Instructions to follow:
Check every line of the entries below for "merge", and copy the lines that have it.

Given records:
Issue #1096, opened 2022-01-19
Function inlining fails to detect recursive functions, inlines them anyway


WardBrian:
In `Optimize.ml`, the function overlining optimization includes this remark:

```ocaml
  (* We only add the first definition for each function to the inline map.
     This will make sure we do not inline recursive functions.
     We also don't want to add any function declaration (as opposed to
     definitions), because that would replace the function call with a Skip.
  *)
```

But it is possible to declare recursive functions without forward declarations.

The following stan file

```stan
functions {
  real dumb(real x);
   real dumb(real x){
     return dumb(x) + 0.5;
   }
}

model {
  target += dumb(1.0);
}
```

produces 
```c++
    try {
      double lcm_sym4__;
      {
        current_statement__ = 1;
        lp_accum__.add(dumb(1.0, pstream__));
      }
    } catch (const std::exception& e) {
      stan::lang::rethrow_located(e, locations_array__[current_statement__]);
    }
    lp_accum__.add(lp__);
    return lp_accum__.sum();
```

Removing the foward declaration produces

```c++
try {
      double lcm_sym7__;
      {
        double inline_sym1__;
        int inline_sym2__ = std::numeric_limits<int>::min();
        for (int inline_sym3__ = 1; inline_sym3__ <= 1; ++inline_sym3__) {
          inline_sym1__ = (dumb(1.0, pstream__) + 0.5);   /* PROBLEM HERE */
          break;
        }
        lp_accum__.add(inline_sym1__);
      }
    } catch (const std::exception& e) {
      stan::lang::rethrow_located(e, locations_array__[current_statement__]);
    }
    lp_accum__.add(lp__);
    return lp_accum__.sum();
```

This specific example seems to be innocuous, but it's worth noting that the invariant described does not hold. I'm not familiar enough to know if this is a bigger problem or not

SteveBronder:
Where is the for loop coming from in the second example?

WardBrian:
I’m not sure, the Stan code was the same as the first example with only one line commented out. The C++ in both cases was generated with -Oexperimental, so it’s possible it’s from a later optimization which is also buggy?

SteveBronder:
I turned on function inlining with O1 and it also produces the loop? That's very weird.

But is there something else wrong with inlining the first level of the recursive function here? The below code seems correct if we are just inlining one iteration of the inliner

```cpp
inline_sym1__ = (dumb(1.0, pstream__) + 0.5);
```

[...]

PR #1097, opened 2022-01-21
Remove for loop trick for inlining functions w/o multiple returns + optims

SteveBronder:
#### Summary

This PR removes for loops surrounding inlined functions if the inlined function does not have more than one return statement while also allow C++ to perform move semantics from the inlined functions inner return to it's outer return object.

After @WardBrian posted #1096 I thought it was odd that inlined functions are always wrapped in a for loop with breaks at the  bottom. So this PR looks at a function as we are inlining it and if the function only has one return statement then the inlined function's code is placed into a `Block` (curly braces) instead of a for loop. For instance the following code is wrapped inside of a for loop that just runs once.

```cpp
        double inline_sym1__;
        for (int inline_sym3__ = 1; inline_sym3__ <= 1; ++inline_sym3__) {
          inline_sym1__ = (blah(1.0, pstream__) + 0.5);   
          break;
        }
```

But we can see that there are not multiple returns here and so instead of having a for loop we can just have a block

```cpp
        double inline_sym1__;
        {
          inline_sym1__ = (blah(1.0, pstream__) + 0.5);   
        }
```

After cleaning that up, I noticed that the inlining code did a pattern where an  variable is declared outside of the block scope, than another variable is declared at the inlined functions scope, and at the end of the inlined functions scope the inner variable is assigned to the outer variable. The below is pseudocode showing what I mean here.

```cpp
Eigen::Matrix<local_scalar_t__, -1, -1> A_outer;
{
  Eigen::Matrix<local_scalar_t__, -1, -1> A_inner;
  // Do a bunch of stuff with A_inner ...
  assign(A_outer, A_inner);
}
```

This is the exact kind of place where we want to do move semantics, where at the end of the scope instead of copying `A_inner` to `A_outer` we can just hand `A_outer` the memory of `A_inner`. This is safe and good because `A_inner` will be deleted at the end of the inlined functions block scope. To let the C++ know an expression can be moved I made an internal `fun_kind` called `FnMove` where if an expression is wrapped in a `FnMove` the C++ code generator can then call `std::move(expr)` such as the below.

```cpp
Eigen::Matrix<local_scalar_t__, -1, -1> A_outer;
{
  Eigen::Matrix<local_scalar_t__, -1, -1> A_inner;
  // Do a bunch of stuff with A_inner ...
  assign(A_outer, std::move(A_inner));
}
```

While I was reading this PR I was having a hard time following which `inline_sym{number}__` was doing what and where. So now when we generate code for inline functions the local inlined variables have the pattern `inline_{function}_{orig_name}_sym{number}__`. The outer return mentioned above now has the name `inline_{func_name}_return_sym{number}__`. The iterator for the for loop trick when we have multiple returns now has the pattern `inline_{func_name}_{iterator}_sym{number}__`.

#### Submission Checklist

- [x] Run unit tests
- Documentation

## Release notes

## Copyright and Licensing


src/analysis_and_optimization/Optimize.ml
```diff
@@ -106,6 +112,20 @@ let subst_args_stmt args es =
...
+let rec count_returns (acc : int) Stmt.Fixed.{pattern; _} : int =
+  match pattern with
+  | Return _ -> acc + 1
+  | IfElse (_, true_stmt, false_stmt) ->
+      count_returns acc true_stmt
+      + Option.value_map ~default:0 ~f:(count_returns acc) false_stmt
+  | While (_, body) | For {body; _} -> count_returns acc body
+  | Block lst | SList lst | Profile (_, lst) ->
+      List.fold ~init:acc ~f:count_returns lst
+  | _ -> acc
```
WardBrian, line 127: I think this function could just be a `Stmt.Fixed.fold`?

src/analysis_and_optimization/Optimize.ml
```diff
@@ -114,30 +134,41 @@ let subst_args_stmt args es =
...
-                              Expr.Typed.Meta.
-                                { type_= UInt
-                                ; adlevel= DataOnly
-                                ; loc= Location_span.empty } } )
-                ; meta= Location_span.empty }
-            ; Stmt.Fixed.
-                { pattern= Assignment ((name, Expr.Typed.type_of e, []), e)
-                ; meta= Location_span.empty }
-            ; {pattern= Break; meta= Location_span.empty} ]
+          if num_returns > 1 then
```
WardBrian, line 146: I'd prefer this be a guard clause in the match rather than this big if, so you have two branches:
```ocaml
| Some name, Some e when num_returns > 1 -> ... contents of if
| Some name, Some e -> ... contents of else
```

Similar for the other cases where the body of the match is just an if statement

WardBrian (commented):
A few comments questions. The test output on this looks a lot cleaner than the existing stuff!

src/middle/Internal_fun.ml
```diff
@@ -25,6 +25,7 @@ type 'expr t =
   | FnResizeToMatch
   | FnNaN
   | FnDeepCopy
+  | FnMove
```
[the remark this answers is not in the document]
SteveBronder: Yeah it's very C++ specific in that most other languages do not use RAII (Resource Allocation Is Initialization) with deterministic destructors for classes. 

One way I've been thinking of is kind of a big change. Essentially I'd like the optims to be able to tell the code gen extra information they can choose to use. So for instance below we have an additional `Info` type for `Meta`'s record that for `Var` stores whether the var is "movable" or "lower_triangular" (I'm not saying that is how we should do triangularity fyi it's just an example)

```ocaml
module Typed = struct
  module Meta = struct
    module Info = struct 
      type t =
      | Var of { movable: bool; lower_triangular : bool }
      | Lit 
      | FunApp 
      | TernaryIf 
      | EAnd 
      | EOr 
      | Indexed 
      | PromotionMeta
      [@@deriving sexp, hash, map, fold, compare]
    end
    type t =
      { type_: UnsizedType.t
      ; loc: (Location_span.t[@sexp.opaque] [@compare.ignore])
      ; adlevel: UnsizedType.autodifftype
      ; info : Info.t }
    [@@deriving compare, create, sexp, hash]
...
```

This change would also mean that where we currently have strings for function argument inputs we would need to make them `Var` types. . So the optimizer can go through and say, "This is the last time we use object X so after this call we are free to move the object so mark `movable` as true". Or when doing the transformed MIR we can look for which objects are type `LowerTriangular` and then for code gen mark their associated `Var` types in functions with `lower_triangular = true` so we can print them as `{my_obj}.triangularView<Eigen::Lower>()`. 

The benefit of this is that code gens could always ignore this extra information and still get a compilable program.

But imo I think this is a bigger project we can do at some point. The `FnMove` is pretty similar to internal compiler things like `MakeArray` or even the `Promoter` expression in that it's kind of C++ specific (an R code gen would just done the promotion!). So imo I think it's okie dokie. At worst we can just deprecate it in the future.

src/analysis_and_optimization/Optimize.ml
SteveBronder: Sorry I think I'm just unfamiliar, what would that look like?

src/analysis_and_optimization/Optimize.ml
SteveBronder: Much cleaner!

src/analysis_and_optimization/Optimize.ml
WardBrian: Folding functions will walk over a data structure and call a two argument function on each node. In some languages this is called `reduce` instead of `fold`. The first argument will be the "accumulator", the second will be the node. Since our Stmt actually has two types inside (the expression type and then the statement type itself) you give two functions, one for each.

The result is something like  

```ocaml
let count_returns = 
Stmt.Fixed.fold  (fun acc _ -> acc) 
(fun acc -> function Stmt.Fixed.{pattern=Return _; _} -> acc + 1 | _ -> acc) 
0
```
(I don't have the source in front of me to make sure that compiles, but it should be close)

It basically avoids the need for defining lots of functions that look similar to what you've defined that mostly just walk over all the sub nodes. There are a bunch of usages of it around the optimize code like here:

https://github.com/stan-dev/stanc3/blob/d2358be75753fc13825c5fd45e03c99e67d2011c/src/analysis_and_optimization/Factor_graph.ml#L37-L44

SteveBronder:
Also fyi before we merge this I think I should turn it on for all of the tests that get compiled and run it once through Jenkins to help ensure there are no weird edge cases we are missing

WardBrian:
Do you want this in before the RC? If it can wait we have tons of time to do that

SteveBronder:
It can absolutely wait. Yeah thinking it over that would be good to do. Though I may need some help as that sort of schema is a little over what I'm used to doing

test/integration/good/compiler-optimizations/cppO1.expected
```diff
@@ -11292,32 +12265,594 @@ stan::math::profile_map& get_stan_profile_data() {
...
+      p_multi_ret_vec = in__.template read<
+                          stan::conditional_var_value_t<local_scalar_t__, 
+                            Eigen::Matrix<local_scalar_t__, -1, 1>>>(5);
+      stan::conditional_var_value_t<local_scalar_t__, 
+        Eigen::Matrix<local_scalar_t__, -1, 1>> tp_single_ret_vec =
+         stan::conditional_var_value_t<local_scalar_t__, 
+           Eigen::Matrix<local_scalar_t__, -1, 1>>(
+           Eigen::Matrix<double, -1, 1>::Constant(5,
+             std::numeric_limits<double>::quiet_NaN()));
+      Eigen::Matrix<double, -1, 1> inline_single_ret_fun_return_sym7__;
```
SteveBronder, line 12441: So, I think the DCE scheme is not actually deleting all non-used objects? Else this would be deleted right?

WardBrian:
Is there a reason to update Core? We can, but I’ll need to do another windows port and our CI will need updates

SteveBronder:
No we don't as long as you can tell me how to downgrade the stuff on my laptop after running `opam upgrade` lol. That's the only reason these are updated

WardBrian:
You should be able to do `opam pin core_kernel=0.14.2`

SteveBronder:
`opam pin add core_kernel v0.14.2` did the trick! I think we should add that and `opam pin add fmt 0.8.8` to the setup scripts

WardBrian:
We could, though I think in general there is no reason to run `opam upgrade` in the switch you use for Stan. Effectively everything is pinned

src/analysis_and_optimization/Optimize.ml
```diff
@@ -248,23 +280,60 @@ let rec inline_function_expression propto adt fim (Expr.Fixed.{pattern; _} as e)
...
+                            SComplexRowVector (Expr.Helpers.int 0)
+                        | UFun (_, UnsizedType.ReturnType x, _, _) -> to_sized x
+                        | UFun (_, Void, _, _) | UMathLibraryFunction ->
+                            Common.FatalError.fatal_error_msg
+                              [%message
+                                ( "return type of a function was a void user \
+                                   defined function or math library function."
+                                  : string )] in
+                      Type.Sized (to_sized aa) in
+                let blah = Option.map ~f:unsized_to_sized rt in
```
WardBrian: Rename to something other than blah

src/analysis_and_optimization/Optimize.ml
```diff
@@ -248,23 +280,60 @@ let rec inline_function_expression propto adt fim (Expr.Fixed.{pattern; _} as e)
...
-              let handle = handle_early_returns (Some x) in
+          | Some (rt, args, body) ->
+              let inline_return_name = gen_inline_var fname "return" in
+              let handle =
+                handle_early_returns fname (Some inline_return_name) in
               let d_list2, s_list2, (e : Expr.Typed.t) =
+                let unsized_to_sized rt =
+                  match rt with
+                  | Type.Sized _ as a -> a
+                  | Unsized aa ->
```
WardBrian, line 281: This needs a lot of explanation in the code I think. Both what is doing, why it is needed, why size 0 is safe, etc

WardBrian: Possibly put it in SizedType.ml (or unsizedtype) with a name like `unsafe_unsized_to_sized`

WardBrian (commented):
A few style/organization comments. I think that the logic here is sound in general, but I'd appreciate some clarifying comments in the code, especially around the sized 0 sizedtypes created.

src/analysis_and_optimization/Optimize.ml
SteveBronder: I moved this over to `Mir_utils` as I think this is a thing we are only going to use in the optimizations. Also added a bunch of docs describing the behavior since it is an odd function

SteveBronder:
Ty for looking this over! lmk if you have more Qs or suggestions

WardBrian (approved):
This looks good to me. I propose squashing and merging rather than just a normal merge, but I leave that up to you @SteveBronder

SteveBronder:
Sounds good! I'll merge on Monday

Exercise answer:
Also fyi before we merge this I think I should turn it on for all of the tests that get compiled and run it once through Jenkins to help ensure there are no weird edge cases we are missing
This looks good to me. I propose squashing and merging rather than just a normal merge, but I leave that up to you @SteveBronder
Sounds good! I'll merge on Monday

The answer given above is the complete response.